You may feel tired, cold or that you’ve gained weight. Maybe your digestion seems a bit more “sluggish”. You’re convinced that your metabolism is slow. I can help you get it back on track!
Why does this happen? Why do metabolic rates slow down?
Metabolism includes all of the biochemical reactions in your body that use nutrients and oxygen to create energy. And there are lots of factors that affect how quickly (or slowly) it works. We know that metabolic rate is much more complicated than the old adage “calories in calories out”! In fact it’s so complicated I’m only going to list a few of the common things that can slow it down.
Some common reasons why metabolic rates can slow down:
- low thyroid hormone
- your history of dieting
- your size and body composition
- your activity level
- lack of sleep
Low thyroid hormones
Your thyroid is the master controller of your metabolism. When it produces fewer hormones, your metabolism slows down. The thyroid hormones (T3 & T4) tell the cells in your body when to use more energy and become more metabolically active. Ideally, it should work to keep your metabolism just right, but there are several things that can affect it and throw it off course – things like autoimmune diseases and mineral deficiencies (e.g. iodine or selenium) for example.
Tip: Talk with your doctor about having your thyroid hormones tested.
Your history of dieting
When people lose weight their metabolic rate often slows down.

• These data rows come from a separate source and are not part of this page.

PR #172, opened 2023-11-27
Handle events without contract IDs correctly

Shaptic:
This mirrors https://github.com/stellar/js-stellar-sdk/pull/883.

It also adds a migration guide with justifications and details alongside a deprecation message that people will see when installing `soroban-client`.


sreuland (approved):
lgtm!

PR #712, opened 2015-03-03
Add bluez 5.x module for PS3 controller

gizmo98:
The newest bluetooth daemon with six axis support. Replaces the current
bluetooth daemon. Should also replace QTSixA. At the end of the
installation it is necessary to manually set trust for the PS3
controller.

Originates from here: http://blog.petrockblock.com/forums/topic/using-the-latest-bluez-for-ps3-bluetooth-how-to/

I use this script since sd card image 2.4.1. No blinking LEDs, no disconnection problems, no QTSixA requirement. Just wanted to share before i forget to add it ;-).

The instruction message box in bluez.sh needs some loving because the text is a little bit displaced. The bluetooth daemon is running but could need a second look.


joolswills:
thanks - it will need to be adjusted though to be either packaged, or installed so it doesn't overwrite the system stuff or we are taking a step backward with the work done for SDL / dispmanx SDL / SDL2 etc. It should be possible to build a debian package - maybe just backporting the jessie package if it is new enough.

joolswills:
Appreciate you are just sharing this though - those who want to try it can of course. Would be nice to have an updated packaged bluetooth stack though. If jessie is new enough, we won't have to wait too long as I believe it will be released soon(ish)

free5ty1e:
The last required part "manually trust the controller" is what killed bluez 5.0 for me.  I have set up a couple RetroPies for friends that are not Linux-savvy and do not want to mess with any command line.  For these setups, I opted to keep the `qtsixad` and `sixpair` method in use, since I can have an Emulationstation-launched script run `sudo sixpair` to make repairing after PS3 console usage simple enough.  

I'd like to see this new bluez 5.0 added as an option and not to completely replace the qtsixad / sixpair solution, since both have their merits.  

Or, if someone can come up with a totally automated trust script that actually automates the process, that would also work.

At least on my friends' units for the time being, I'll be sticking with the qtsixad / sixpair method.

gizmo98:
There is a ini file for every bluetooth controller under /ver/lib/bluetooth. Every ini file has a "trusted" flag. I have not tested if it is only necessary to set this flag. If this is all we can use iniSet on every controller file to trust all paired controllers.

gizmo98:
@free5ty1e 
It is really as easy as i told you before. There is a info file under /ver/lib/bluetooth/%macbtstick%/%macps3controller/. If you set trusted=true your ps3 controller connects after restart. ;-)
So it should be no problem to add a udev rule or use bluez5.x without the instructions message box.

gizmo98:
Personally i think it is a really cool idea to add a udev rule for ps3 controllers. The new bluez already sets up your controller if you plug it in. It is only necessary to set trust. So if a udev rule sets trust for any ps3 connector at plug in our rpis would act like real ps3. ;-)
Plug in your ps3 controller and everything is set up! 

@joolswills 
Do we have any example code editing only certain files in subdirs?

joolswills:
@gizmo98 please can you give me a more specific example ?

gizmo98:
I have two PS3 controllers. Bluez has created two diretories:
/var/lib/bluetooth/00:1A:7D:DA:71:15/00:26:43:0C:09:98/info 
/var/lib/bluetooth/00:1A:7D:DA:71:15/00:26:43:A1:B6:14/info

As you can see file paths contain MAC address of my bluetooth dongle and my PS3 controllers (system specific).

"info" contains:
[General]
Name=PLAYSTATION(R)3 Controller
Class=0x000508
SupportedTechnologies=BR/EDR;
Trusted=true
Blocked=false
Services=00001124-0000-1000-8000-00805f9b34fb;00001200-0000-1000-8000-00805f9b34fb;

[DeviceID]
Source=2
Vendor=1356
Product=616
Version=256

So if info has "Name=PLAYSTATION(R)3 Controller" it is necessary to set "Trusted=true".

free5ty1e:
Oh, awesome!  I was trying to echo -e commands to the bluetoothctl to manually trust the connected controller from a script but had no luck there.  Your solution appears to be possible to automate, I definitely want to try that out :D

joolswills:
recursively grep (grep -rl) for the string, and then use iniSet on the resulting files.

joolswills:
don't need -r if they are the same level, just 

```
for file in $(grep -rl "/var/lib/bluetooth/*/info"); do
  do something
done
```

etc

gizmo98:
Thank you very much!

joolswills:
I'm tired - so I updated my not very good/non working example code :)

joolswills:
you probably want to check the files exist first too, or just redirect stderr or something.

gizmo98:
This works for all info files:
find /var/lib/bluetooth -name "info" -exec sed -i -e 's/Trusted=false/Trusted=true/g' {} \;
I need to add the "Name=PLAYSTATION(R)3 Controller" test. I don't now if it is necessary to exclude other bt devices. But i only want to trust PS3 controllers atm.

joolswills:
What was the problem with grepping for files with the correct Name= ?

gizmo98:
It did not find info files. Is it necessary to modify /var/lib/bluetooth/*/info because i have two subdirectories? /var/lib/bluetooth/*/*/info did not work. I have only started to play around. So please stay tuned.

This is because the body senses that food may be scarce and adapts by trying to continue with all the necessary life functions and do it all with less food.
Tip: Make sure you’re eating enough food to fuel your body without overdoing it.
Your size and body composition
In general, larger people have faster metabolic rates. This is because it takes more energy to fuel a larger body than a smaller one.
However, you already know that gaining weight is rarely the best strategy for increasing your metabolism.
Muscles that actively move and do work need energy. Even muscles at rest burn more calories than fat. This means that the amount of energy your body uses depends partly on the amount of lean muscle mass you have.
Tip: Do some weight training to help increase your muscle mass.
Your activity level
Aerobic exercise temporarily increases your metabolic rate. Your muscles are burning fuel to move and do “work” and you can tell because you’re also getting hotter.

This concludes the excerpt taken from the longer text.